ABOUT THIS TASK:
Retype the records below from their first line through the line containing "#### Description of", and include nothing else.

SUPPLIED DATA:
PR #1345, opened 2025-02-10
Adding a new attributes, objects to represent resource relationships as a graph. 

floydtree:
#### Description of changes:

1. Adding a `graph` object. Adding constituent `node`, `edge` objects. This object is designed using [existing JSON graph](https://jsongraphformat.info/v2.0/json-graph-schema.json) representation, with a few modifications to maintain consistency with OCSF.
2. Creating a new attribute `relationship_graph` of type `graph`. Adding it as an `optional` attribute of `resource_details` object.

---

A simple exemplification of the proposed graph structure.  -
The following represents relationships of an EC2 instance, which is a target resource of a particular finding. The information added via these relationships, can be considered as supplementary information about the resource itself. Note that, it's not establishing relationships amongst intra-event resources/entities. Although that's another potential use-case of this object.

```
{
    "resource_relationship": {
        "desc": "Relationships for SampleEC2Instance",
        "name": "SampleEC2Instance Relationships",
        "type": "Resource Relationship Graph",
        "uid": "UID of the relationship graph",
        "edges": [
            {
                "name": "InstanceToSG",
                "relation": "IsAssociatedWith",
                "source": "Instance ARN",
                "target": "SG ARN",
                "uid": "UID of the edge"
            },
            {
                "name": "InstanceInVPC",
                "relation": "IsContainedIn",
                "source": "Instance ARN",
                "target": "VPC ARN",
                "uid": "UID of the edge"
            },
            {
                "name": "InstanceToVolume",
                "relation": "IsAttachedTo",
                "source": "Instance ARN",
                "target": "EBS ARN",
                "uid": "UID of the edge"
            },
            {
                "name": "InstanceToInstanceProfile",
                "relation": "IsAssociatedWith",
                "source": "Instance ARN",
                "target": "Instance Profile ARN",
                "uid": "UID of the edge"
            },
            {
                "name": "InstanceProfiletoIAMRole",
                "relation": "IsAssociatedWith",
                "source": "Instance Profile ARN",
                "target": "IAM Role ARN",
                "uid": "UID of the edge"
            },
            {
                "name": "IAMRoletoIAMPolicy",
                "relation": "IsAttachedTo",
                "source": "IAM Policy ARN",
                "target": "IAM Role ARN",
                "uid": "UID of the edge"
            }
        ],
        "nodes": [
            {
                "name": "SampleEC2Instance",
                "type": "EC2Instance",
                "uid": "Instance ARN"
            },
            {
                "name": "WebServer SG",
                "type": "SecurityGroup",
                "uid": "SG ARN"
            },
            {
                "name": "Production VPC",
                "type": "VPC",
                "uid": "VPC ARN"
            },
            {
                "name": "EBS Volume",
                "type": "EBS",
                "uid": "EBS ARN"
            },
            {
                "name": "My Instance Profile",
                "type": "EC2 Instance Profile",
                "uid": "Instance Profile ARN"
            },
            {
                "name": "My Role",
                "type": "IAM Role",
                "uid": "IAM Role ARN"
            },
            {
                "name": "My Policy",
                "type": "IAM Policy",
                "uid": "IAM Policy ARN"
            }
        ]
    }
}
```

The above can be simply rendered as ->
image


objects/edge.json
```diff
@@ -0,0 +1,38 @@
...
+  "attributes": {
+    "data": {
+      "description": "Additional data about the edge such as weight, distance, or custom properties.",
+      "requirement": "optional"
+    },
+    "name": {
+      "description": "The human-readable name or label for the edge.",
+      "requirement": "recommended"
+    },
+    "relation": {
```
jonrau-at-queryai, line 15: It would be helpful to turn this into an enum, or add an enum the direction (to target). I recommend using the human-readable directionality such as `in`, `out`, and `both` from Gremlin.

`in`, `out`, and `both` can be used as a stand-in for `<-`, `->`, and `-` respectively for Cypher too.

This will help with definitions of a graph as well as helping with crafting traversals from OCSF data

objects/edge.json
```diff
@@ -0,0 +1,38 @@
...
+      "description": "The type of relationship between nodes (e.g. is-attached-to , depends-on, etc).",
+      "requirement": "recommended"
+    },
+    "source": {
```
jonrau-at-queryai, line 19: Should specify this should be the `label`. Should we add a special "type" as well, like `graph_label_t` ?

objects/edge.json
```diff
@@ -0,0 +1,38 @@
...
+      "description": "The unique identifier of the node where the edge originates.",
+      "requirement": "required"
+    },
+    "target": {
```
jonrau-at-queryai, line 23: Same as above

objects/node.json
```diff
@@ -0,0 +1,34 @@
...
+    },
+    "name": {
+      "description": "A human-readable name or label for the node. Should be descriptive and unique within the graph context.",
+      "requirement": "recommended"
+    },
+    "type": {
+      "description": "Categorizes the node into a specific class or type. Useful for grouping and filtering nodes.",
+      "requirement": "optional"
+    },
+    "uid": {
```
jonrau-at-queryai, line 23: How do you intend we use UIDs? In Gremlin-compatible property graphs like Neptune or Janus these are system generated and immutable, but in Neo4J and Memgraph the `nodeId` are not ideal to externally reference and change with compaction and upsertions.

If this intended to point to `metadata.uid` or something else to BUILD the relationship across OCSF data, that would be cool, but makes sense in another Attribute with a way to identify the OCSF attribute, if it was intended to use with OCSF

objects/graph.json
```diff
@@ -0,0 +1,36 @@
+{
+  "caption": "Graph",
+  "description": "A graph data structure representation with nodes and edges.",
+  "extends": "_entity",
+  "name": "graph",
+  "attributes": {
```
jonrau-at-queryai, line 6: Worth having an enum here, probably not `type_id` since you already using type, to identify the intended query language e.g., Gremlin, Cypher, or rdf. Since different GDBs can support one/most/all and that's not ideal to put in a freeform text field.

objects/resource_details.json
```diff
@@ -44,6 +44,11 @@
       "profile": "cloud",
       "requirement": "optional"
     },
+    "relationship_graph": {
```
jonrau-at-queryai, line 47: I think this is also worth putting in `device`, `user`, or maybe at the top level `entity`. I consume all manner of data into graphs I have built, and also keeping in mind ASPM tools that build graphs (Phoenix, OX) and CAASM tools like JupiterOne

jonrau-at-queryai (changes requested):
I *really* love this. Some suggestions, clarifications.

objects/resource_details.json
floydtree: Yeah, we can add wherever needed. But I think, it should be use-case defined and starting lean always helps.

objects/edge.json
floydtree: I purposefully, left it as a free-form string to allow depiction of more human readable relations. Check the example above. If are specifically, looking to represent directionality, we can add a "direction" field or similar to represent that.

objects/edge.json
floydtree: I would not use label as the source or target, I would rather use the `uid`, which are are required to be populated and guaranteed to be unique. neo4j, gremlin all utilize these "ids" to represent source, targets (startNode, endNode in neo4j or from,to in gremlin)

objects/node.json
floydtree: Interesting point, the example in this PR doesn't refer in-event entities. The idea is to use this structure to represent complex relationships, that are usually found in cloud resources (think of relationships like, how does an IAM policy relate to a given ec2 instance? - ec2 -> instance profile -> iam role -> iam -> policy) Pretty much a self contained entity within an event.

But I can see the value of being able to relate in-event entities as well. Something to discuss.

objects/graph.json
```diff
@@ -0,0 +1,78 @@
...
+        "7": {
+          "caption": "SPARQL",
+          "description": "A semantic query language for databases that enables querying and manipulating data stored in RDF format"
+        }
+      }
+    },
+    "type": {
+      "description": "The graph type - indicates if this is a complete, connected, cyclic, acyclic, null or other type of graph.",
+      "requirement": "optional"
+    },
```
Aniak5, line 67: Do we want to add `type_id` here and enumerate those graph types you have above?

objects/edge.json
```diff
@@ -0,0 +1,42 @@
+{
+  "caption": "edge",
```
Aniak5, line 2: Nit: Upper case `Edge`

mikeradka (dismissed):

objects/node.json
```diff
@@ -0,0 +1,34 @@
+{
+  "caption": "Node",
+  "description": "Represents a node or a vertex in a graph structure.",
+  "extends": "object",
```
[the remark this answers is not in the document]
floydtree: Yeah, I had to not use _entity, since it adds a constraint (name, uid). But I wanted the `uid` to be required in the node.

objects/graph.json
floydtree: I was debating over it, ultimately chose not to since there were a lot more use-cases where users would have needed to rely on 99 if we created an enum for it. I'll simplify the description a bit, indicating the free form nature of this field

zschmerber (dismissed):
LGTM

objects/graph.json
Aniak5: After trying this exercise, I'm undecided about adding this because the `is_directed` attribute overlaps with some of these categories, and certain types, like `dense` and `connected`, are not mutually exclusive. Overall I do like being able to enumerate these types. What do you think? 


```
    "type_id": {
      "description": "The normalized identified of a graph type.",
      "enum": {
        "0": {
          "caption": "Unknown",
          "description": "The graph type is unknown."
        },
        "1": {
          "caption": "Directed",
          "description": "The graph edges have a specific direction."
        },
        "2": {
          "caption": "Undirected",
          "description": "The graph edges are bi-directional."
        },
        "3": {
          "caption": "Acyclic",
          "description": "A graph containing no cycles."
        },
        "4": {
          "caption": "Cyclic",
          "description": "A graph with at least one cycle."
        },
        "5": {
          "caption": "DAG",
          "description": "A directed acyclic graph."
        },
        "6": {
          "caption": "Directed Cyclic Graph",
          "description": "A directed graph with cycles."
        },
        "7": {
          "caption": "Tree",
          "description": "The graph is undirected with no cycles."
        },
        "8": {
          "caption": "Forest",
          "description": "The graph is a collection of disjoint trees."
        },
        "9": {
          "caption": "Undirected Cyclic Graph",
          "description": "The graph is undirected with cycles."
        },
        "10": {
          "caption": "Directed Cyclic Graph",
          "description": "The graph is directed with cycles."
        },
        "11": {
          "caption": "Bipartite",
          "description": "The graph nodes are divided into two distinct sets with edges only between sets."
        },
        "12": {
          "caption": "Complete",
          "description": "Each graph node is connected to every other node."
        },
        "13": {
          "caption": "Connected",
          "description": "Each graph node is reachable from every other node."
        },
        "14": {
          "caption": "Disconnected",
          "description": "A graph which contains isolated components or partitions."
        },
        "15": {
          "caption": "Sparse",
          "description": "A graph with few edges relative to nodes."
        },
        "16": {
          "caption": "Dense",
          "description": "A graph with many edges relative to nodes."
        }
      },
      "requirement": "optional"
    }
```

image

objects/graph.json
```diff
@@ -0,0 +1,78 @@
...
+    "query_language_id": {
+      "description": "The normalized identifier of a graph query language that can be used to interact with the graph.",
+      "requirement": "recommended",
+      "enum": {
+        "1": {
+          "caption": "Cypher",
+          "description": "A declarative graph query language developed by Neo4j that allows for expressive and efficient querying of graph databases"
+        },
```
Aniak5, line 37: Nit: Add a `.` after the description for all of the enums

objects/graph.json
floydtree: Based on the Network Activity Call on Feb 19th, 2025, we have decided to add an enumeration for type ids down road, once we have a more defined use-case for it.

Aniak5 (approved):
LGTM! Awesome work @floydtree , this is such a great idea!

jonrau-at-queryai (approved):
LFG! 🔥

zschmerber (approved):
New OCSF graph visuals going to get some frontend dev promoted..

COMPLETED EXERCISE:
PR #1345, opened 2025-02-10
Adding a new attributes, objects to represent resource relationships as a graph. 

floydtree:
#### Description of changes:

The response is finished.